• [TASK INSTRUCTIONS]: Begin at the line containing "Also, just include" and end at the final line of the entries. Please reproduce those lines exactly.

(Data entries)
PR #4123, opened 2022-05-12
fix: use custom image for tensor board [DET-7242]

gt2345:
## Description

When start a tensor board, disable override environment image when custom image is presented.

### DIFF
--- a/e2e_tests/tests/command/test_tensorboard.py
+++ b/e2e_tests/tests/command/test_tensorboard.py
@@ -12,6 +12,7 @@ from tests.filetree import FileTree
 AWAITING_METRICS = "TensorBoard is awaiting metrics"
 SERVICE_READY = "TensorBoard is running at: http"
 num_trials = 1
+custom_image_for_testing = "custom_alpine"
 
 
 def shared_fs_config(num_trials: int) -> str:
@@ -159,3 +160,50 @@ def test_start_tensorboard_for_multi_experiment(tmp_path: Path, secrets: Dict[st
                 break
         else:
             raise AssertionError(f"Did not find {SERVICE_READY} in output")
+
+
+@pytest.mark.slow
+@pytest.mark.e2e_gpu
+@pytest.mark.tensorflow2
+@pytest.mark.parametrize("prefix", [None, "my/test/prefix"])
+def test_start_tensorboard_with_custom_image(
+    tmp_path: Path, secrets: Dict[str, str], prefix: Optional[str]
+) -> None:
+    """
+    Start a random experiment configured with the shared_fs backend, start a
+    TensorBoard instance pointed to the experiment, and kill the TensorBoard
+    instance.
+    """
+    with FileTree(tmp_path, {"config.yaml": s3_config(1, secrets, prefix)}) as tree:
+        config_path = tree.joinpath("config.yaml")
+        experiment_id = exp.run_basic_test(
+            str(config_path), conf.fixtures_path("no_op"), num_trials
+        )
+
+    command = [
+        "tensorboard",
+        "start",
+        str(experiment_id),
+        "--no-browser",
+        "--detach",
+        "--config",
+        f"environment.image={custom_image_for_testing}",
+    ]
+    with cmd.interactive_command(*command) as tensorboard:
+        t_id = tensorboard.task_id
+        commandt = ["tensorboard", "config", t_id]
+        with cmd.interactive_command(*commandt, task_id=t_id) as tensorboard_config:
+            for line in tensorboard_config.stdout:
+                if "cpu" in line or "cuda:" in line or "rocm" in line:
+                    if custom_image_for_testing in line:
+                        break
+                    else:
+                        raise AssertionError(f"Setting custom image not working properly: {line}")
+            else:
+                raise AssertionError("Did not find custom image in output")
+        #     if SERVICE_READY in line:
+        #         break
+        #     if AWAITING_METRICS in line:
+        #         raise AssertionError("Tensorboard did not find metrics")
+        # else:
+        #     raise AssertionError(f"Did not find {SERVICE_READY} in output")
--- a/e2e_tests/tests/command/test_tensorboard.py
+++ b/e2e_tests/tests/command/test_tensorboard.py
@@ -163,13 +163,11 @@ def test_start_tensorboard_for_multi_experiment(tmp_path: Path, secrets: Dict[st
 
 @pytest.mark.slow
 @pytest.mark.e2e_cpu
-def test_start_tensorboard_with_custom_image(
-    tmp_path: Path
-) -> None:
+def test_start_tensorboard_with_custom_image(tmp_path: Path) -> None:
     """
     Start a random experiment configured with the shared_fs backend, start a
-    TensorBoard instance pointed to the experiment with custom image, verify the image has been set, and kill the TensorBoard
-    instance.
+    TensorBoard instance pointed to the experiment with custom image, verify 
+    the image has been set, and kill the TensorBoard instance.
     """
     with FileTree(tmp_path, {"config.yaml": shared_fs_config(1)}) as tree:
         config_path = tree.joinpath("config.yaml")
--- a/e2e_tests/tests/command/test_tensorboard.py
+++ b/e2e_tests/tests/command/test_tensorboard.py
@@ -12,7 +12,6 @@ from tests.filetree import FileTree
 AWAITING_METRICS = "TensorBoard is awaiting metrics"
 SERVICE_READY = "TensorBoard is running at: http"
 num_trials = 1
-custom_image_for_testing = "custom_alpine"
 
 
 def shared_fs_config(num_trials: int) -> str:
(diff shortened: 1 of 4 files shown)


master/internal/api_tensorboard.go
```diff
@@ -317,6 +321,31 @@ func (a *apiServer) LaunchTensorboard(
...
+	if err != nil {
+		return false
+	}
+
+	type DummyImg struct {
+		Image string `json:"image"`
+	}
+	type DummyEnv struct {
+		Environment DummyImg `json:"environment"`
+	}
```
rb-determined-ai, line 339: This has a bug, since `environment.image` can be things other than a plain string.

I think you should have a dummy struct containing a `*model.RuntimeItem`, that when `nil` you know it was not set:

```go
type DummyEnv struct {
    Image *model.RuntimeItem `json:"image"`
}
type DummyConfig struct {
    Environment DummyEnv `json:"environment"`
}
```

By using `model.RuntimeItem` you can just borrow the unmarshaling logic, but by using a pointer you can check for nil, which is not normally possible with a `model.Environment` struct.

Also notice that calling the top-level dummy config `DummyEnv` is a bit confusing since it's a dummy replacement for the command config, and what you have as `DummyImg` is really a replacement for the model.Environment struct.

rb-determined-ai (commented):
Overall looks good.  I think this is the right strategy.

I think it's reasonable to discard errors in your `usingCustomImage` field but I think you should include a comment explaining why that's ok.  Otherwise somebody reading the code with less context might be confused.

Lastly, you might consider placing `usingCustomImage` in the `pkg/model/environment_config.go` file instead of where it is.  Your call on that one though, since it's only used by tensorboards.  My reasoning is that it might be easier to avoid subtle breakages if the schema changes if this function is closer to the schema definition.

e2e_tests/tests/command/test_tensorboard.py
```diff
@@ -159,3 +160,44 @@ def test_start_tensorboard_for_multi_experiment(tmp_path: Path, secrets: Dict[st
                 break
         else:
             raise AssertionError(f"Did not find {SERVICE_READY} in output")
+
+
+@pytest.mark.slow
+@pytest.mark.e2e_gpu
+@pytest.mark.tensorflow2
+@pytest.mark.parametrize("prefix", [None, "my/test/prefix"])
```
rb-determined-ai, line 168: no need for any of these decorators I believe

e2e_tests/tests/command/test_tensorboard.py
```diff
@@ -159,3 +160,44 @@ def test_start_tensorboard_for_multi_experiment(tmp_path: Path, secrets: Dict[st
...
+def test_start_tensorboard_with_custom_image(
+    tmp_path: Path, secrets: Dict[str, str], prefix: Optional[str]
+) -> None:
+    """
+    Start a random experiment configured with the shared_fs backend, start a
+    TensorBoard instance pointed to the experiment, and kill the TensorBoard
+    instance.
```
rb-determined-ai, line 175: docstring is out-of-sync with the code

e2e_tests/tests/command/test_tensorboard.py
```diff
@@ -159,3 +160,44 @@ def test_start_tensorboard_for_multi_experiment(tmp_path: Path, secrets: Dict[st
...
+    """
+    with FileTree(tmp_path, {"config.yaml": s3_config(1, secrets, prefix)}) as tree:
```
rb-determined-ai, line 177: can you allow the default configuration to take over, rather than force an s3 backend?  This is the sort of e2e test which should not depend on cloud credentials.

e2e_tests/tests/command/test_tensorboard.py
```diff
@@ -12,6 +12,7 @@
 AWAITING_METRICS = "TensorBoard is awaiting metrics"
 SERVICE_READY = "TensorBoard is running at: http"
 num_trials = 1
+custom_image_for_testing = "custom_alpine"
```
rb-determined-ai, line 15: what is the `custom_alpine` image?

Also, I recommend using `alpine` because it's tiny and so the test will run quickly... but tensorboard will also fail immediately in that image.  So I would recommend hardcoding `"alpine"` in the test rather than putting it here.  It's a rather useless image for any other purpose.  Also, `custom_image_for_testing` doesn't really explain what the variable represents in the first place.

e2e_tests/tests/command/test_tensorboard.py
```diff
@@ -159,3 +160,44 @@ def test_start_tensorboard_for_multi_experiment(tmp_path: Path, secrets: Dict[st
...
+    command = [
+        "tensorboard",
+        "start",
+        str(experiment_id),
+        "--no-browser",
+        "--detach",
+        "--config",
+        f"environment.image={custom_image_for_testing}",
+    ]
+    with cmd.interactive_command(*command) as tensorboard:
```
rb-determined-ai, line 192: No need to make this interactive; the `--detach` arg will cause it to exit almost immediately.

e2e_tests/tests/command/test_tensorboard.py
```diff
@@ -159,3 +160,44 @@ def test_start_tensorboard_for_multi_experiment(tmp_path: Path, secrets: Dict[st
...
+        t_id = tensorboard.task_id
+        commandt = ["tensorboard", "config", t_id]
+        with cmd.interactive_command(*commandt, task_id=t_id) as tensorboard_config:
```
rb-determined-ai, line 195: no need for this to be interactive either; you could pass the entire output of the command into a yaml parser and check the output that way, which would be clearer to read as well.

e2e_tests/tests/command/test_tensorboard.py
```diff
@@ -159,3 +159,39 @@ def test_start_tensorboard_for_multi_experiment(tmp_path: Path, secrets: Dict[st
...
+    Start a random experiment configured with the shared_fs backend, start a
+    TensorBoard instance pointed to the experiment with custom image, verify
+    the image has been set, and kill the TensorBoard instance.
+    """
+    with FileTree(tmp_path, {"config.yaml": shared_fs_config(1)}) as tree:
+        config_path = tree.joinpath("config.yaml")
+        experiment_id = exp.run_basic_test(
+            str(config_path), conf.fixtures_path("no_op"), num_trials
+        )
+    not_a_real_image = "not_a_real_image"
```
rb-determined-ai, line 176: this variable is pointless, just hardcode the string in place

e2e_tests/tests/command/test_tensorboard.py
```diff
@@ -159,3 +161,48 @@ def test_start_tensorboard_for_multi_experiment(tmp_path: Path, secrets: Dict[st
...
+    """
+    Start a random experiment configured with the shared_fs backend, start a
+    TensorBoard instance pointed to the experiment with custom image, verify
+    the image has been set, and kill the TensorBoard instance.
+    """
+    with FileTree(tmp_path, {"config.yaml": shared_fs_config(1)}) as tree:
+        config_path = tree.joinpath("config.yaml")
+        experiment_id = exp.run_basic_test(
+            str(config_path), conf.fixtures_path("no_op"), num_trials
+        )
```
rb-determined-ai, line 178: Couldn't all of this just be:

```python
experiment_id = exp.run_basic_test(
    conf.fixtures_path("no_op/single-one-short-step.yaml"),
    conf.fixtures_path("no_op"),
    1,
)
```

I see that the `shared_fs_config` function in this file is from the old pedl repo (that is, it's very old) but I think it's just tech debt, that it doesn't add anything, and you should avoid it here.

e2e_tests/tests/command/test_tensorboard.py
```diff
@@ -159,3 +161,48 @@ def test_start_tensorboard_for_multi_experiment(tmp_path: Path, secrets: Dict[st
...
+        str(experiment_id),
+        "--no-browser",
+        "--detach",
+        "--config",
+        "environment.image=alpine",
+    ]
+    env = os.environ.copy()
+    env["DET_DEBUG"] = "true"
+    res = subprocess.run(
+        command, universal_newlines=True, stdout=subprocess.PIPE, stderr=subprocess.PIPE, env=env
```
rb-determined-ai, line 194: drop `stderr=subprocess.PIPE` because it will show up in pytest without any extra effort.

drop `env` and DET_DEBUG because it's not necessary.

e2e_tests/tests/command/test_tensorboard.py
```diff
@@ -159,3 +161,48 @@ def test_start_tensorboard_for_multi_experiment(tmp_path: Path, secrets: Dict[st
...
+    )
+    assert res.returncode == 0, "\nstdout:\n{} \nstderr:\n{}".format(res.stdout, res.stderr)
```
rb-determined-ai, line 196: Instead of asserting the returncode, just put `check=True` in the `subprocess.run()` call.

e2e_tests/tests/command/test_tensorboard.py
```diff
@@ -159,3 +161,48 @@ def test_start_tensorboard_for_multi_experiment(tmp_path: Path, secrets: Dict[st
...
+    t_id = res.stdout.replace("\n", "")
```
rb-determined-ai, line 197: replace with `res.stdout.strip()`

e2e_tests/tests/command/test_tensorboard.py
```diff
@@ -159,3 +161,48 @@ def test_start_tensorboard_for_multi_experiment(tmp_path: Path, secrets: Dict[st
...
+    res = subprocess.run(
+        command, universal_newlines=True, stdout=subprocess.PIPE, stderr=subprocess.PIPE, env=env
+    )
+    assert res.returncode == 0, "\nstdout:\n{} \nstderr:\n{}".format(res.stdout, res.stderr)
+    config = yaml.safe_load(res.stdout)
+    assert (
+        config["environment"]["image"]["cpu"] == "alpine"
+        and config["environment"]["image"]["cuda"] == "alpine"
+        and config["environment"]["image"]["rocm"] == "alpine"
+    ), "\nSetting custom image not working properly:\n{}".format(config["environment"]["image"])
```
rb-determined-ai, line 208: Avoid `.format()` in any new code.  There was a time when we supported python 3.5 but now we don't even support 3.6.  Use f-strings instead.

But in this case, just omit the string entirely.  If it fails, people will know this info from the fact that `test_start_tensorboard_with_custom_image` failed.

Also, just include the whole raw output.  That way the failing test logs are as useful as possible ("useful" meaning "devs can understand what failed with just the test logs and the test code that ran"):

```
assert (...), res.stdout
```

e2e_tests/tests/command/test_tensorboard.py
```diff
@@ -159,3 +161,48 @@ def test_start_tensorboard_for_multi_experiment(tmp_path: Path, secrets: Dict[st
                 break
         else:
             raise AssertionError(f"Did not find {SERVICE_READY} in output")
+
+
+@pytest.mark.slow
```
rb-determined-ai, line 166: remove this.  This isn't a slow test at all.

Separately, I don't know if this mark even does anything anymore.

rb-determined-ai (approved):
Fantastic work!

Fixes a nasty bug in a small amount of code with no frills, complete with a test that is clearly written and intuitive.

• [TASK SOLUTION]:
Also, just include the whole raw output.  That way the failing test logs are as useful as possible ("useful" meaning "devs can understand what failed with just the test logs and the test code that ran"):

```
assert (...), res.stdout
```

e2e_tests/tests/command/test_tensorboard.py
```diff
@@ -159,3 +161,48 @@ def test_start_tensorboard_for_multi_experiment(tmp_path: Path, secrets: Dict[st
                 break
         else:
             raise AssertionError(f"Did not find {SERVICE_READY} in output")
+
+
+@pytest.mark.slow
```
rb-determined-ai, line 166: remove this.  This isn't a slow test at all.

Separately, I don't know if this mark even does anything anymore.

rb-determined-ai (approved):
Fantastic work!

Fixes a nasty bug in a small amount of code with no frills, complete with a test that is clearly written and intuitive.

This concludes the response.